The file is sent to Supabase Storage and the knowledge-process-document job is triggered automatically. The document status changes from processing to ready when complete.
4

Verify the result

Click the preview icon to review the extracted text, the automatically generated summary, and the identified keywords.

Formats and Limits

ParameterValue
Accepted formatsPDF, TXT
Maximum file sizeDefined by the account plan
Target size per chunk~4,000 characters (~1,000 tokens)
Overlap between chunks~400 characters (~100 tokens)
Maximum embedding batch100 chunks per request to OpenAI
Maximum characters for metadata8,000 characters of content
During processing, the document has processing status and does not yet appear in semantic searches. Wait for the status to change to ready before testing the agent.

What Happens During Processing

The internal pipeline executes the following steps:
  1. File reading: the content is read from Supabase Storage.
  2. Text extraction: for PDFs, text is extracted page by page.
  3. Intelligent chunking: the text is split prioritizing paragraph breaks (\n\n). Paragraphs that are too large are subdivided by sentences (". "). If still too large, forced character-level splitting is applied.
  4. Metadata generation: name (up to 80 characters), description (up to 250 characters), and keywords are generated by the LLM from the first 8,000 characters.
  5. Embeddings: each chunk is sent to OpenAI’s embeddings API in batches of up to 100.
  6. Storage: chunks and vectors are saved in the knowledge_chunks table.

Managing Documents

ActionDescription
ViewOpens the extracted content and metadata of the document
DownloadDownloads the original file from Storage
DisableRemoves the document from searches without deleting the file
DeleteRemoves the document, all chunks, and the file from Storage
Deleting a document is irreversible. All associated chunks and embeddings are permanently deleted. Download the original file before deleting if you need to keep it.

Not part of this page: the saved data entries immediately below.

PR #948, opened 2026-08-12
perf(server): set TCP_NODELAY on accepted downstream connections

membphis:
## What

Wires `axum_server`'s `NoDelayAcceptor` into every listener the gateway serves on, so `TCP_NODELAY` is set on each accepted client connection.

Before this, Nagle's algorithm was on for every downstream connection: `axum_server` accepts with the option off and nothing turned it on — `grep -rn nodelay crates/` had no hits anywhere in the tree. reqwest already sets it on the upstream side, so only the client-facing half was affected.

## Why

Nagle holds a small segment back until the previous one has been acknowledged. A short buffered answer leaves in a single segment and never notices. A streamed response writes a frame at a time, and a frame produced while an earlier one is still unacknowledged is held in the kernel until the client's delayed ACK arrives — up to 40ms on Linux. That is a latency tax on exactly the responses a user watches arrive token by token (SSE chat streams, `/v1/messages` streaming, audio streaming).

HTTP/2 control frames (`WINDOW_UPDATE`, `SETTINGS` ACK) and the WebSocket surfaces run on the same accepted socket and inherit the option, so a large h2 upload no longer risks stalling on a held flow-control frame either.

**This is not a throughput claim.** The saturation benchmark drives non-streaming requests whose response fits a single segment, which Nagle never delays; the change is invisible there. No benchmark leg is attached for that reason.

## Scope

All four listener constructions, which is every socket the process accepts on:

- shared-runtime HTTP and HTTPS (`serve_http`) — proxy, admin, and metrics listeners all route through it
- thread-per-core HTTP and HTTPS (`run_tpc_worker`), one per worker

Under TLS the no-delay acceptor is slotted *beneath* the rustls one (`Server::map` + `RustlsAcceptor::acceptor`), so the socket option is set before the handshake rather than after. Wiring it with `Server::acceptor` instead would *replace* the rustls acceptor and serve plaintext on the TLS port — the guard test rejects that form explicitly.

## Tests

- `the_downstream_acceptor_sets_tcp_nodelay` — accepts a real connection, asserts the option is **off** beforehand (so the test cannot pass vacuously) and set afterwards.
- `every_listener_sets_tcp_nodelay` — source guard over the production half of `main.rs`: every listener construction must wire the acceptor, TLS sites must wire it under rustls with `.map`, no `use axum_server::` may hide a site from the probe, and the probe must still match at least four sites. A listener that misses this serves correctly, benchmarks identically, and only pays the tax on streamed responses, so nothing else would catch the drift. Both rules are mutation-verified.
- `cargo test -p aisix-server`: 92 passed.
- e2e vitest, both serving modes: TPC 193 files / 550 passed / 6 skipped, work-stealing 193 files / 550 passed / 6 skipped, no failures.

## Risk

`TCP_NODELAY` disables write coalescing in the kernel: slightly more small packets on streamed responses, in exchange for not waiting on a delayed ACK. It is the standard setting for a proxy (nginx ships `tcp_nodelay on`; reqwest already defaults it on for the upstream half of this same process), and it is applied unconditionally rather than behind a knob for that reason.

One behavior delta worth naming: the acceptor fails a connection if `set_nodelay` errors. On Linux the option has no socket-state precondition and cannot fail; on BSD-family kernels it can report a peer that has already gone away, and such a connection was not answerable regardless.

Source: perf program AISIX-Cloud#1259, todo 3 audit (main table row 12, proposal B).

## Summary by CodeRabbit

* **Performance**
  * Improved network responsiveness for HTTP and HTTPS connections by enabling TCP_NODELAY on accepted sockets.
  * Applied the optimization consistently across all supported server runtime modes.

### DIFF
--- a/crates/aisix-server/src/main.rs
+++ b/crates/aisix-server/src/main.rs
@@ -1477,24 +1477,30 @@ fn background_check_interval(snapshot: &aisix_core::AisixSnapshot) -> std::time:
     std::time::Duration::from_secs(min_interval.max(1))
 }
 
-/// Completes when the process receives SIGINT or SIGTERM (best-effort on
-/// Windows — Ctrl+C only) OR when another part of the system has already
-/// flipped the cancel channel.
 /// Set on every connection the gateway accepts from a client.
 ///
-/// Nagle's algorithm holds a small write back until the previous one has
-/// been acknowledged. A buffered answer leaves as one write and never
-/// notices — which is why this is invisible in a throughput benchmark —
-/// but a streamed one writes a frame at a time, and a frame that lands
-/// while an earlier one is still unacknowledged waits out the client's
-/// delayed ACK (up to 40ms on Linux) before it leaves the box. That is a
-/// latency tax on exactly the responses users watch arrive.
+/// Nagle's algorithm holds a small segment back until the previous one
+/// has been acknowledged. A short buffered answer leaves in a single
+/// segment and never notices — which is why this is invisible in the
+/// throughput benchmark — but a streamed one writes a frame at a time,
+/// and a frame that lands while an earlier one is still unacknowledged
+/// waits out the client's delayed ACK (up to 40ms on Linux) before it
+/// leaves the box. HTTP/2 control frames and the WebSocket surfaces run
+/// on the same accepted socket and inherit the option.
 ///
 /// `axum_server` accepts with the option off, and the gateway had never
 /// turned it on. reqwest already sets it on the upstream side.
+///
+/// A `set_nodelay` failure fails that connection: on Linux the option
+/// carries no socket-state precondition and cannot fail, and elsewhere
+/// it reports a peer that has already gone away — a connection that was
+/// not answerable regardless.
 const DOWNSTREAM_NODELAY: axum_server::accept::NoDelayAcceptor =
     axum_server::accept::NoDelayAcceptor;
 
+/// Completes when the process receives SIGINT or SIGTERM (best-effort on
+/// Windows — Ctrl+C only) OR when another part of the system has already
+/// flipped the cancel channel.
 /// Serve `router` on `addr`, choosing HTTPS when `tls` is configured and
 /// plain HTTP otherwise. Both variants honour the shared `cancel` watch for
 /// graceful shutdown so the proxy/admin surfaces stop in lockstep with the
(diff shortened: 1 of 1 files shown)


membphis:
Independent audit disposition (0 HIGH / 3 MEDIUM / 5 LOW), fixed in 6ab5df0.

**M1 — the constant inherited a stale doc paragraph.** Real: the constant landed directly under three lines ("Completes when the process receives SIGINT or SIGTERM…") that belong to `shutdown_signal` and had already drifted onto `serve_http` on `main`, so rustdoc rendered them as the constant's description. Fixed by moving the constant *above* that paragraph, which leaves the pre-existing drift exactly where it was rather than cleaning up code this PR does not otherwise touch.

**M2 — the guard rewarded a form that serves plaintext on the TLS port.** The best finding here. `Server::acceptor` *replaces* the acceptor, so `from_tcp_rustls(..).acceptor(DOWNSTREAM_NODELAY)` compiles, drops the rustls acceptor, and satisfies a check that only greps for the constant's name. Fixed: any `_rustls` construction site must use the `.map(|tls| tls.acceptor(..))` form, and the failure message says why. Mutation-verified — rewriting one TLS site to `.acceptor(..)` now fails with that line number.

**M3 — probe scope.** Fixed within the file: also matches `axum_server::bind`, and the production half must not contain `use axum_server::` (an import would hide a site from a probe that matches the qualified path). Not extended to a workspace-wide scan: the audit itself confirmed `serve_http` is the only production accept path and that every other `axum::serve`/`TcpListener::bind` in `crates/` is under `#[cfg(test)]`, and `aisix-server` has a single `[[bin]]`.

**L1 — new connection-drop path if `set_nodelay` errors.** Not changing the implementation. `TCP_NODELAY` has no socket-state precondition in Linux's `do_tcp_setsockopt`, so it cannot fail on the shipped targets; where it can (BSD-family `tcp_ctloutput` returning `ECONNRESET`), it reports a peer that is already gone, and that connection was not answerable either way. Carrying a hand-written fail-open acceptor to cover it costs more than it buys. Recorded here as the one behavior delta, and in the constant's doc comment.

**L2 — "single writev" was the wrong reason.** Correct: a response longer than one segment ends in a partial segment Nagle can hold. The benchmark's responses fit one segment; wording in the doc comment now says that, and the PR body is updated.

**L3 — underclaim.** Correct and now named: HTTP/2 control frames (`WINDOW_UPDATE`, `SETTINGS` ACK) and the WebSocket surfaces run on the same accepted socket and inherit the option, so an h2 upload can benefit too.

**L4/L5** — fixed: the split marker now matches the repo's `production_half` convention, and the `sites >= 4` message tells whoever consolidates the listeners to lower the count deliberately.

No production code changed in 6ab5df0 (the only non-test edit is the doc-comment move), so the two e2e mode runs reported above still stand.

membphis:
Bot review disposition.

**Copilot — the constant splits `serve_http`'s doc comment.** Same finding as the independent audit's M1; fixed in 6ab5df0 by moving the constant above that paragraph, which leaves the pre-existing drift (those three lines belong to `shutdown_signal`) exactly where it was rather than cleaning up code this PR does not otherwise touch.

**CodeRabbit — make the socket precondition deterministic by calling `set_nodelay(false)` before the initial assertion.** Not taking this one, deliberately. The assertion is the test's canary, not an incidental precondition: if a platform ever accepts with `TCP_NODELAY` already on, this PR is unnecessary there and the test should say so loudly — which is what the assertion message spells out ("if the platform default changed, this test no longer proves anything"). Forcing the option off first would make the assertion trivially true and hide exactly the condition worth knowing about. The shipped targets are linux-gnu, where the kernel default is Nagle-on unconditionally, so the test is deterministic in practice on every platform CI runs.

Best Practices for Documents

Prefer selectable text

PDFs scanned as images have no extractable text. Use PDFs with native text or convert them before uploading.

Split large documents

Documents with hundreds of pages generate many chunks. Splitting by section improves semantic search precision.

Keep content up to date

Delete outdated documents and upload the new version. The agent may retrieve old information if the outdated document is still active.

Name files clearly

The filename and generated metadata are used in search results. A descriptive name improves traceability.
After indexing a new document, use the integrated semantic search in the Knowledge Base to test whether relevant questions return the correct excerpts before activating the agent in production.